**Task statement:** Using the entries that follow, write out the line containing "Added test to keep codecov happy...", the line containing "The reason this", and every line between them, exactly and nothing else.

**Materials provided:**
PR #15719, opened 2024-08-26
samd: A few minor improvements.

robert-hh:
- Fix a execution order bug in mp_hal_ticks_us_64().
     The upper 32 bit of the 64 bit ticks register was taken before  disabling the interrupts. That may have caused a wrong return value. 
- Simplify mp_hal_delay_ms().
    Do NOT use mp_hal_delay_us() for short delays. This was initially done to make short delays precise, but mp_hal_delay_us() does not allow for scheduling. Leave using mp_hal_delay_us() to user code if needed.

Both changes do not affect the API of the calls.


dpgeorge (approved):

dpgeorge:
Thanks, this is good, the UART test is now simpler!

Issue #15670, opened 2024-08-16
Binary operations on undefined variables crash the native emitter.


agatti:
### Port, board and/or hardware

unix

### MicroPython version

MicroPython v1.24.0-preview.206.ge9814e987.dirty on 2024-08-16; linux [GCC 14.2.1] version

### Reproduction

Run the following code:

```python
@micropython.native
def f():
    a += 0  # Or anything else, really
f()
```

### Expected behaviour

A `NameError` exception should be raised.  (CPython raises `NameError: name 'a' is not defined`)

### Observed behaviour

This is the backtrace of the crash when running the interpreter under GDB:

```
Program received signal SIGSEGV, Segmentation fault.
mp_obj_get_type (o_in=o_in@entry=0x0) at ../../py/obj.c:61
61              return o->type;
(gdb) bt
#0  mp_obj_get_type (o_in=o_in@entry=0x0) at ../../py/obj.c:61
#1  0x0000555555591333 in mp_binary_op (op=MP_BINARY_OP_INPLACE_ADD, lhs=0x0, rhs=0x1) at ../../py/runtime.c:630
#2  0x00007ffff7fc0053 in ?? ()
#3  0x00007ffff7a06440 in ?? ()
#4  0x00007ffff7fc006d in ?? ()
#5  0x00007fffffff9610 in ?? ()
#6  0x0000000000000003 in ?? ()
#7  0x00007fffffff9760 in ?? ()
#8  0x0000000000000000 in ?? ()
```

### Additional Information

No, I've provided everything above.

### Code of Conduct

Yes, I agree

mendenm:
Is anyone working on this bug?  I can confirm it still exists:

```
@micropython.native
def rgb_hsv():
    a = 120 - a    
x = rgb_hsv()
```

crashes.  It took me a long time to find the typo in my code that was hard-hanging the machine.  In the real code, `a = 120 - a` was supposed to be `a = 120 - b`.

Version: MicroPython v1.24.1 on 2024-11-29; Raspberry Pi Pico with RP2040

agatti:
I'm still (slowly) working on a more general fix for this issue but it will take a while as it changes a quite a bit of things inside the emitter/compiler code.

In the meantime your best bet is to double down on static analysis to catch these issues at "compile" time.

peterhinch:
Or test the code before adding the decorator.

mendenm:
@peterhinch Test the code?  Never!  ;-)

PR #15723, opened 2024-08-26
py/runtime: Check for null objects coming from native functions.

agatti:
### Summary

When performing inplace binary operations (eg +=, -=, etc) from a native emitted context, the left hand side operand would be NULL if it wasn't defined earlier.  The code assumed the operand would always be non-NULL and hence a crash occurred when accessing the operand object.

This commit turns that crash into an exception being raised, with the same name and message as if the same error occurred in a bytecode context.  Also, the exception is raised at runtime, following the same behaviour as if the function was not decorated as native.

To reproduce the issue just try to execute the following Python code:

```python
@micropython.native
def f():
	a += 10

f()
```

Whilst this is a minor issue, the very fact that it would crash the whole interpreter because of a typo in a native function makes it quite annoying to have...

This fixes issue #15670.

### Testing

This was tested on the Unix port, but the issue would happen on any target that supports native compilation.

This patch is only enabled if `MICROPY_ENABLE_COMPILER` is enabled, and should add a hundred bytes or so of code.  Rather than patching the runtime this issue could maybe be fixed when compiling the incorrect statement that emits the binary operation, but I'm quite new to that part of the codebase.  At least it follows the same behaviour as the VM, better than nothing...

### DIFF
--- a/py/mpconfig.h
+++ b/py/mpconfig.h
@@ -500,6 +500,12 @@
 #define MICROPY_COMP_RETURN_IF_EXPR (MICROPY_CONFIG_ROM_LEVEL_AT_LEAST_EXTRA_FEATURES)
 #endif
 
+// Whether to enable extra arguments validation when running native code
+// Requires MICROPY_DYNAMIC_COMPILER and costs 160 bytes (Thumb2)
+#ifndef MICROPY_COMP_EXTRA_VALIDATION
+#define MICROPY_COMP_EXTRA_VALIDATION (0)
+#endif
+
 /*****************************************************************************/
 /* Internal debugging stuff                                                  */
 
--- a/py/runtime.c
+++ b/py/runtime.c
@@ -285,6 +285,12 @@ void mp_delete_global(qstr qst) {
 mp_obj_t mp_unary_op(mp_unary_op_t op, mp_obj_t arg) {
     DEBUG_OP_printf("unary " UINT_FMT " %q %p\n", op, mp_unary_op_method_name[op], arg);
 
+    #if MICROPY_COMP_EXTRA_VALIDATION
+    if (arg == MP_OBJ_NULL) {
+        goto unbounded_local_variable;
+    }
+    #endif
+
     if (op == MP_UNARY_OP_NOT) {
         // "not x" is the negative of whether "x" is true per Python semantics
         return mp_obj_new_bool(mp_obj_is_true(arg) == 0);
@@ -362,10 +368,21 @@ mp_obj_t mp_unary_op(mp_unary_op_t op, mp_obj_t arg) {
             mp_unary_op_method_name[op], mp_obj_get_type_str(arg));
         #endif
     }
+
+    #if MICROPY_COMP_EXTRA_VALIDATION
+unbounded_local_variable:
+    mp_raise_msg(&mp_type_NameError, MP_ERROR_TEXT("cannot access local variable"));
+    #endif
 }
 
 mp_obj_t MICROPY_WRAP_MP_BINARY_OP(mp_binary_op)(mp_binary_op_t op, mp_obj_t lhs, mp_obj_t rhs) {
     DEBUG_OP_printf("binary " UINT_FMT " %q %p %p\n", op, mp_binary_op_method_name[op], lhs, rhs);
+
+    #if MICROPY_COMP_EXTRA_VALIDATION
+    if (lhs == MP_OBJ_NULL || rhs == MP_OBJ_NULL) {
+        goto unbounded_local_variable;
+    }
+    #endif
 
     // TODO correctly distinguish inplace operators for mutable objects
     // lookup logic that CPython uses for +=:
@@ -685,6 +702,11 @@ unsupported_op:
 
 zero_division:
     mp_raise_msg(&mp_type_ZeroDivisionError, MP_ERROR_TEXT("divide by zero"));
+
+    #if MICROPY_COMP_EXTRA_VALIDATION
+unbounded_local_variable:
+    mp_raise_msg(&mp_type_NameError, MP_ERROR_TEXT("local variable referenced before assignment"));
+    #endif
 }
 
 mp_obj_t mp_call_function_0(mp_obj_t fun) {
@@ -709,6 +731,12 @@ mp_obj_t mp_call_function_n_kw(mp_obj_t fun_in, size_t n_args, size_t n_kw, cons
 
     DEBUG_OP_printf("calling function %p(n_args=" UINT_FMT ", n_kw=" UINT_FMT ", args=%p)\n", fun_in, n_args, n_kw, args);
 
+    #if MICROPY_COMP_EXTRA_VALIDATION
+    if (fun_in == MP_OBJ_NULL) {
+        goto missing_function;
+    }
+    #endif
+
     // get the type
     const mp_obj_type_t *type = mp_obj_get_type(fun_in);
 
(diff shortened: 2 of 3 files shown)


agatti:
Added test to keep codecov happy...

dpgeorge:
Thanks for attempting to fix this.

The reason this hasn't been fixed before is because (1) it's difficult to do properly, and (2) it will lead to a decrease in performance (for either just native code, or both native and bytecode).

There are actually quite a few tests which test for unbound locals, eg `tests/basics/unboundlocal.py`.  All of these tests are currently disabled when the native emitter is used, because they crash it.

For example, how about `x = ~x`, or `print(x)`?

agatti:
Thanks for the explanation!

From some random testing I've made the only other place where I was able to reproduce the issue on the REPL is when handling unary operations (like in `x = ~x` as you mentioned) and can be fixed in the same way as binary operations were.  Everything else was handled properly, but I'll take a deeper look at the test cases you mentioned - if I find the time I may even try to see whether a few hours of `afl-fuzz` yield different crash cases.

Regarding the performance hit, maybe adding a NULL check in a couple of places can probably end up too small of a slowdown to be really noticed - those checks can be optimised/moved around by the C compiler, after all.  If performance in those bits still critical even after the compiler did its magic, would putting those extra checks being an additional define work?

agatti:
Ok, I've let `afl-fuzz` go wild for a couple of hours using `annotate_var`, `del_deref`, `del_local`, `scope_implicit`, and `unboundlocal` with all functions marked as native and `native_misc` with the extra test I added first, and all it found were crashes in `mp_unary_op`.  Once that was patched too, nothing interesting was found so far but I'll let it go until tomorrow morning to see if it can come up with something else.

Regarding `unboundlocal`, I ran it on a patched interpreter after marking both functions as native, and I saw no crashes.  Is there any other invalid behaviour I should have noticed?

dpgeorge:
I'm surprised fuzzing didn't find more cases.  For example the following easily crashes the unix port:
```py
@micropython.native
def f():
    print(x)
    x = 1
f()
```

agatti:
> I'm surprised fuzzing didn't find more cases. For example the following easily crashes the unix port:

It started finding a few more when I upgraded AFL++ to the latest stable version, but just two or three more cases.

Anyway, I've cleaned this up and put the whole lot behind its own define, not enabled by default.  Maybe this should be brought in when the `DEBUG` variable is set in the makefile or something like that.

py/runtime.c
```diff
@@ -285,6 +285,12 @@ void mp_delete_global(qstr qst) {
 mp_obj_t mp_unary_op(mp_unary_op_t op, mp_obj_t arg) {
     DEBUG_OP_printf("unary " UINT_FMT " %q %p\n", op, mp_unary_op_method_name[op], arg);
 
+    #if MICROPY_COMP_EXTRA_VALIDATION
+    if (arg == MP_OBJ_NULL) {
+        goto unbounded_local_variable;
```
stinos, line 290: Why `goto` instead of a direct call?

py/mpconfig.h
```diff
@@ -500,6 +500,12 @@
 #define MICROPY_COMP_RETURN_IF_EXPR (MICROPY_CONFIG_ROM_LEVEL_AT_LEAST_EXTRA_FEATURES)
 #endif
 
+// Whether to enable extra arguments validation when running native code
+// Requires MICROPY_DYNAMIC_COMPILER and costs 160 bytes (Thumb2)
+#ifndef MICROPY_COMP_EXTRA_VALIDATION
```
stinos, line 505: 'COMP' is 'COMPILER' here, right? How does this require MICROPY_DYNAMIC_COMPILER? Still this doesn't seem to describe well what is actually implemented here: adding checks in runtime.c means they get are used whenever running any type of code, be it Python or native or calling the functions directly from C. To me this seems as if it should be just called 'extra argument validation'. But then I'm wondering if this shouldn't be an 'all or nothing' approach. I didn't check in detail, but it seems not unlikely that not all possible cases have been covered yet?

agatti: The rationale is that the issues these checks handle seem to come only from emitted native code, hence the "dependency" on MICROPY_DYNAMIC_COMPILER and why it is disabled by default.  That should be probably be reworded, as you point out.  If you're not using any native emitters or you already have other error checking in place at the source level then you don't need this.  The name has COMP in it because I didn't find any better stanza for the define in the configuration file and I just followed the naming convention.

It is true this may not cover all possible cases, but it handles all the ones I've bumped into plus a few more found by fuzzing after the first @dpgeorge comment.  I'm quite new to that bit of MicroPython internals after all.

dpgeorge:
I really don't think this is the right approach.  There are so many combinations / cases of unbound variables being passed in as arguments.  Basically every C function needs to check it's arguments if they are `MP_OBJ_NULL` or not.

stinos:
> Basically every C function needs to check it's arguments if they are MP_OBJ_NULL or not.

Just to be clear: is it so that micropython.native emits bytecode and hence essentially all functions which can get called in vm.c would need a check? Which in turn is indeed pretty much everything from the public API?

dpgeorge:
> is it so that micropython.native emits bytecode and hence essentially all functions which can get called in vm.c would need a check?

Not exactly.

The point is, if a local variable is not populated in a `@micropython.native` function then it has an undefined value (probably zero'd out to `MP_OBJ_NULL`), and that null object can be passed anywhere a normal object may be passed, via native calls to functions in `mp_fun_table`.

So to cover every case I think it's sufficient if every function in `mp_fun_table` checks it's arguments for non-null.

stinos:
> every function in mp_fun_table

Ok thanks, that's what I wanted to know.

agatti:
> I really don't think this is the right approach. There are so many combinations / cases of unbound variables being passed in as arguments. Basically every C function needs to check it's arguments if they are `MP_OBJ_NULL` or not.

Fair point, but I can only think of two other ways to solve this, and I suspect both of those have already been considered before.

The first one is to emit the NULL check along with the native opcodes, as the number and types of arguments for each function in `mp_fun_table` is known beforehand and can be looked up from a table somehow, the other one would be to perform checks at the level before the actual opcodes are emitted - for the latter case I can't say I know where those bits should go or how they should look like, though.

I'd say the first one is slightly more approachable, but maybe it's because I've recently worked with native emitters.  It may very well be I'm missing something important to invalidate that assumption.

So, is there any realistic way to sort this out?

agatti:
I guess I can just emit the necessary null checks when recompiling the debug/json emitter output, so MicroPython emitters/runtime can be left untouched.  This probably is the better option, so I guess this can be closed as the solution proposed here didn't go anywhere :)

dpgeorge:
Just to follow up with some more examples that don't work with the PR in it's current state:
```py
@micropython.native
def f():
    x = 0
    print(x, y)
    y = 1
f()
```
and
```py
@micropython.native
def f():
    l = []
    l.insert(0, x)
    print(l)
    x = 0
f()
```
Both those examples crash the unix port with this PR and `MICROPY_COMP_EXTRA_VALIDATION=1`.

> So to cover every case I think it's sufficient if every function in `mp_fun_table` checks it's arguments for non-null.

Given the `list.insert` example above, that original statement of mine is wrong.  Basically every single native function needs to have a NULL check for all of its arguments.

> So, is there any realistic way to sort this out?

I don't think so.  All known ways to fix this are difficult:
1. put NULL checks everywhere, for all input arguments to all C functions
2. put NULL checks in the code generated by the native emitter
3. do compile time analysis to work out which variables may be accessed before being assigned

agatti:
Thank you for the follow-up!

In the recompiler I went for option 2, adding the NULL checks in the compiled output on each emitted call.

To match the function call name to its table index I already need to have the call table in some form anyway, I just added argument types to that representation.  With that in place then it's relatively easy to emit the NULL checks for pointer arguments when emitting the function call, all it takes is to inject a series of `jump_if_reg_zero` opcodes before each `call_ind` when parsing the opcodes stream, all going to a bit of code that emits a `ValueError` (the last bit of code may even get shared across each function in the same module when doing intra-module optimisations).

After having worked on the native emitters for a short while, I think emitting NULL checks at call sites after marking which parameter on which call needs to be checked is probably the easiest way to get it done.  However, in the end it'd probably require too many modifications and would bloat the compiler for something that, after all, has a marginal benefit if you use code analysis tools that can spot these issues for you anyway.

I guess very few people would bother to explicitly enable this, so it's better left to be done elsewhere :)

**Exercise result:**
Added test to keep codecov happy...

dpgeorge:
Thanks for attempting to fix this.

The reason this hasn't been fixed before is because (1) it's difficult to do properly, and (2) it will lead to a decrease in performance (for either just native code, or both native and bytecode).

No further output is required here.